To the "natural" world, if not the political side! Hopefully, that area too can see improvement over 2012. Not just addressing the main election of 2012 here but also such strange things as the Sportsmens Act of 2012, containing 17 key provisions pushed by hunters, fishermen and conservationists being killed in the US Senate over a measure to increase the price of ducks stamps. It seems the duck stamp issue was supported by waterfowl hunters and related industries, so go figger.
Back to OUR world, that of fishing the Texas coast. January will bring some cool weather, but although rains were not torrential in late 2012, there was enough to keep water levels much higher than in recent years and salinity inshore is back where it should be. Fishing will be slow, but that is a normal thing for January on our coast. Deep holes that normally hold fish in cool weather should give up some catches of reds and specks for those with the patience to work lures VERY slowly, or to tend a dead bait over a period of time. Live baits will do better, of course, but can be hard to come by this time of year.

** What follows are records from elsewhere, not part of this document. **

PR #3525, opened 2018-03-20
CP-27452: return uid/gid of device file

TalonsLee:
return the uid/gid of device file when attaching device, these ids
should be restored later.

### DIFF
--- a/scripts/usb_reset.py
+++ b/scripts/usb_reset.py
@@ -21,17 +21,18 @@
 # 1. reset device
 # if without -r, do step 2~4
 # 2. if it's the first USB device to pass-through
-#      a) bind mount /dev /sys in chroot directory (/var/xen/qemu/root-<domid))
+#      a) bind mount /dev /sys in chroot directory (/var/xen/qemu/root-<domid>)
 #      b) create new cgroup devices:/qemu-<domid>,
 #      c) blacklist all and add default device whitelist,
 #      d) join current qemu process to this cgroup
-# 3. set device file uid/gid to (qemu_base + dom-id)
-# 4. add current device to whitelist
+# 3. save device uid/gid to /var/run/nonpersistent/usb/<device>
+# 4. set device file uid/gid to (qemu_base + dom-id)
+# 5. add current device to whitelist
 #
 # detach
-# ./usb_reset.py detach device -d dom-id -i uid gid
-# ./usb_reset.py detach 2-2 -d 12 -i 0 0
-# 1. restore device file owner to uid/gid
+# ./usb_reset.py detach device -d dom-id
+# ./usb_reset.py detach 2-2 -d 12
+# 1. restore device file uid/gid from /var/run/nonpersistent/usb/<device>
 # 2. remove current device from whitelist
 #
 # cleanup
@@ -72,8 +73,6 @@ def parse_arg():
     detach.add_argument("device", help="the target usb device")
     detach.add_argument("-d", dest="domid", type=int, required=True,
                         help="specify the domid of the VM")
-    detach.add_argument("-i", dest="id", type=int, nargs=2, required=True,
-                        help="restore ownership to uid gid")
 
     cleanup = subparsers.add_parser("cleanup", help="clean up chroot directory")
     cleanup.add_argument("-d", dest="domid", type=int, required=True,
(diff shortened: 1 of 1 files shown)


scripts/usb_reset.py
```diff
@@ -90,6 +89,48 @@ def get_cg_dir(domid):
     return "/sys/fs/cgroup/devices/qemu-{}".format(domid)
 
 
+def get_ids_path(device):
+    usb_dir = "/var/run/nonpersistent/usb"
+    if not os.path.isdir(usb_dir):
+        os.makedirs(usb_dir)
+    return usb_dir + "/{}".format(device)
```
rosslagerwall: You can use os.path.join for this:

    return os.path.join(usb_dir, device)

scripts/usb_reset.py
```diff
@@ -90,6 +89,48 @@ def get_cg_dir(domid):
...
+        ids_info = "{} {}".format(stat.st_uid, stat.st_gid)
+    except OSError as e:
+        log.error("Failed to get stat of file {}: {}".format(path, str(e)))
+        exit(1)
+
+    try:
+        with open(get_ids_path(device), "w") as f:
+            f.write(ids_info)
+    except IOError as e:
+        log.error("Failed to save of file ids {}: {}".format(path, str(e)))
```
rosslagerwall: There's a stray `of`.

scripts/usb_reset.py
```diff
@@ -90,6 +89,48 @@ def get_cg_dir(domid):
...
+
+
+def save_device_ids(device):
+    path = dev_path(device)
+
+    try:
+        stat = os.stat(path)
+        ids_info = "{} {}".format(stat.st_uid, stat.st_gid)
+    except OSError as e:
+        log.error("Failed to get stat of file {}: {}".format(path, str(e)))
```
rosslagerwall: I'd suggest: `"Failed to stat {}: {}"`

scripts/usb_reset.py
```diff
@@ -90,6 +89,48 @@ def get_cg_dir(domid):
...
+    except IOError as e:
+        log.error("Failed to save of file ids {}: {}".format(path, str(e)))
+        exit(1)
+
+
+def restore_device_ids(device):
+    ids_path = get_ids_path(device)
+    try:
+        with open(ids_path) as f:
+            uid, gid = map(int, f.readline().split())
```
rosslagerwall: You can just use `read()` instead of `readline()`... since you don't actually write a newline previously.

scripts/usb_reset.py
```diff
@@ -90,6 +89,48 @@ def get_cg_dir(domid):
...
+
+    try:
+        with open(get_ids_path(device), "w") as f:
+            f.write(ids_info)
+    except IOError as e:
+        log.error("Failed to save of file ids {}: {}".format(path, str(e)))
+        exit(1)
+
+
+def restore_device_ids(device):
```
rosslagerwall: I would suggest `load_device_ids` since `restore_device_ids` sounds to me like it would actually be doing the `chown` as well.

scripts/usb_reset.py
```diff
@@ -90,6 +89,48 @@ def get_cg_dir(domid):
...
+    ids_path = get_ids_path(device)
+    try:
+        with open(ids_path) as f:
+            uid, gid = map(int, f.readline().split())
+    except (IOError, ValueError) as e:
+        log.error("Failed to restore device ids: {}".format(str(e)))
```
rosslagerwall: `restore` -> `load` as per my previous comment.

scripts/usb_reset.py
TalonsLee: done.

scripts/usb_reset.py
TalonsLee: done.

scripts/usb_reset.py
TalonsLee: done.

scripts/usb_reset.py
TalonsLee: this could be treated as the last line(EOF), according to the document it seems to be OK:
f.readline() reads a single line from the file; a newline character (\n) is left at the end of the string, and is only omitted on the last line of the file if the file doesn’t end in a newline.

scripts/usb_reset.py
TalonsLee: change "of" to "device"

scripts/usb_reset.py
rosslagerwall: Sure, it works but read() requires less processing and is shorter. It doesn't really matter either way.

scripts/usb_reset.py
TalonsLee: done.

scripts/usb_reset.py
```diff
@@ -90,6 +89,48 @@ def get_cg_dir(domid):
     return "/sys/fs/cgroup/devices/qemu-{}".format(domid)
 
 
+def get_ids_path(device):
+    usb_dir = "/var/run/nonpersistent/usb"
+    if not os.path.isdir(usb_dir):
+        os.makedirs(usb_dir)
```
mseri: This is racy. It is probably not a problem but should we do something like

```python
import errno

try:
    os.makedirs(usb_dir)
except os.error as err:
   if err.errno != errno.EEXIST:
     raise
```

or is not worth it?

rosslagerwall: Good spot, we should definitely do it this way.

TalonsLee: Done.

TalonsLee: actually I can also add this check at line 292, considering racing problem.

scripts/usb_reset.py
```diff
@@ -90,6 +89,53 @@ def get_cg_dir(domid):
     return "/sys/fs/cgroup/devices/qemu-{}".format(domid)
 
 
+def get_ids_path(device):
+    usb_dir = "/var/run/nonpersistent/usb"
+    if not os.path.isdir(usb_dir):
```
mseri: This check is no longer needed, if the folder is there it will fail with `errno.EEXIST` and will be ignored

TalonsLee: done.

PR #3526, opened 2018-03-20
CA-281178: Update allowed operations in consider_enabling_host

minglumlu:
In a pool, restarting the toolstack on a slave will go through two
stages: first shutting down, and next booting up again.  In the
shutting-down stage, Host.enabled will be set as false. Then in the
booting-up stage, XAPI will set it back to true in the 'initialising
storage' step.

The bug to be fixed in this ticket is that the allowed_operations of
the slave host is not updated correspondingly when setting 
Host.enabled back to true while booting up.

### DIFF
--- a/ocaml/xapi/xapi_host_helpers.ml
+++ b/ocaml/xapi/xapi_host_helpers.ml
@@ -224,6 +224,7 @@ let consider_enabling_host_nolock ~__context =
     if !Xapi_globs.on_system_boot then begin
       debug "Host.enabled: system has just restarted: setting localhost to enabled";
       Db.Host.set_enabled ~__context ~self:localhost ~value:true;
+      update_allowed_operations ~__context ~self:localhost;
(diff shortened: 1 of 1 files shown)


lindig:
The code looks good. I would suggest to re-word the commit message slightly:

```
In a pool, restarting the toolstack on a slave will go through two
stages: first shutting down, and next booting up again.  In the
shutting-down stage, Host.enabled will be set as false. Then in the
booting-up stage, XAPI will set it back to true in the 'initialising
storage' step.

The bug to be fixed in this ticket is that the allowed_operations of
the slave host is not updated correspondingly when setting 
Host.enabled back to true while booting up.
```

minglumlu:
Hi @lindig 
Thanks for your help. The commit message looks better now indeed.
Ming

minglumlu:
Hi @lindig 
Can you please let me know if you have any comment or concern on this PR?
Thanks!
Ming

PR #3530, opened 2018-03-23
CA-260638 Bonds are created on interfaces which participates in FCoE

krizex:
When creating bond, ensure slave PIF are not participating FCOE.


minli1:
I think the title is a little confused, the code intends to prevent bond creating on interfaces which are FCoE in use. The title seems need to say : `Bonds are not created on interfaces which participates in FCoE` or `Prevent bonds are created on interfaces which participates in FCoE`, also for the title of that ticket.

krizex:
The title illustrates the problem of this issue. @minli1

PR #3532, opened 2018-03-26
CP-26169: Check HA is not enabled before turning on clustering

thomasmck:


thomasmck:
As suggested by @edwintorok will move the check to xapi_pool_helpers where there are already some cluster related checks (also means we don't need to reindent everything).

ocaml/xapi/xapi_cluster.ml
```diff
@@ -26,7 +26,7 @@ let validate_params ~token_timeout ~token_timeout_coefficient =
 
 let create ~__context ~network ~cluster_stack ~pool_auto_join ~token_timeout ~token_timeout_coefficient =
   Pool_features.assert_enabled ~__context ~f:Features.Corosync;
-  (* TODO: take network lock *)
+
```
edwintorok: This is CP-24691, we haven't implemented it yet, please keep the todo.

ocaml/xapi/xapi_pool_helpers.ml
```diff
@@ -61,6 +61,7 @@ let valid_operations ~__context record _ref' =
     | [_] -> set_errors Api_errors.cluster_already_exists [] [ `cluster_create ]
     (* indicates a bug or a need to update this code (if we ever support multiple clusters in the pool *)
     | _::_ -> failwith "Multiple clusters exist in the pool"
+    | [] -> if ha_enabled then raise (Api_errors.Server_error(Api_errors.incompatible_cluster_stack_active, ["xhad"]))
```
edwintorok: You might want to get the actual cluster stack name from the pool instead of hardcoding it: `let current_stack = Db.Pool.get_ha_cluster_stack ~__context ~self:pool in`

ocaml/xapi/xapi_pool_helpers.ml
```diff
@@ -61,7 +62,8 @@ let valid_operations ~__context record _ref' =
     | [_] -> set_errors Api_errors.cluster_already_exists [] [ `cluster_create ]
     (* indicates a bug or a need to update this code (if we ever support multiple clusters in the pool *)
     | _::_ -> failwith "Multiple clusters exist in the pool"
-    | [] -> if ha_enabled then raise (Api_errors.Server_error(Api_errors.incompatible_cluster_stack_active, ["xhad"]))
+    (* cluster create cannot run if ha is already enabled *)
+    | [] -> if ha_enabled then raise (Api_errors.Server_error(Api_errors.incompatible_cluster_stack_active, [current_stack]))
```
edwintorok: Sorry, one more change, I think you need to use `set_errors .... [`cluster_create]` here, otherwise you'll always fail if HA is enabled and there is no clustering

ocaml/xapi/xapi_pool_helpers.ml
```diff
@@ -61,7 +61,7 @@ let valid_operations ~__context record _ref' =
     | [_] -> set_errors Api_errors.cluster_already_exists [] [ `cluster_create ]
     (* indicates a bug or a need to update this code (if we ever support multiple clusters in the pool *)
     | _::_ -> failwith "Multiple clusters exist in the pool"
-    | _ -> ()
```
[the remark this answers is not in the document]
edwintorok: `_` is equivalent to "anything matches". The reason the compiler complained is that you already matched every possibility and there was nothing left to match, you should always put the `_` match last:
`[_] ` matches lists with exactly one element.
`_ :: _` matches lists with at least one element (e.g. `one :: []` or `one :: [two; three]`, etc.) but since the previous one already matched  lists with one element, this left only lists of 2 or more to match
`_` matches any kind of list, but due to the previous matches the only remaining list that wasn't matched yet is the list of 0 elements, i.e. `[]`
you now try to match `[]`, but that already got matched by the previous `_`.

So in this case the `_` was equivalent to `[]`, its better to be explicit though and match on `[]` like you did.

thomasmck:
Squashed. Let me know if I should change anything else.

mseri:
Can you make the PR title more explicative?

There was evidence of a strong flounder presence in the ICW in December, so it could be time to head them off at the passes as they begin their migration to deeper Gulf waters. Of course, some portion of the flounder population remains in the ICW and nearby areas all winter, especially in really mild winters. Shrimpers working the "ditch" for bait shrimp often drag up some really impressive flounder at this time of year, and good catches can be made using even larger cut bait such as we might normally look at for bull reds. Remember that the new flounder regulations include a daily bag limit of 5 fish of 14" or better per person, and that is also the possession limit.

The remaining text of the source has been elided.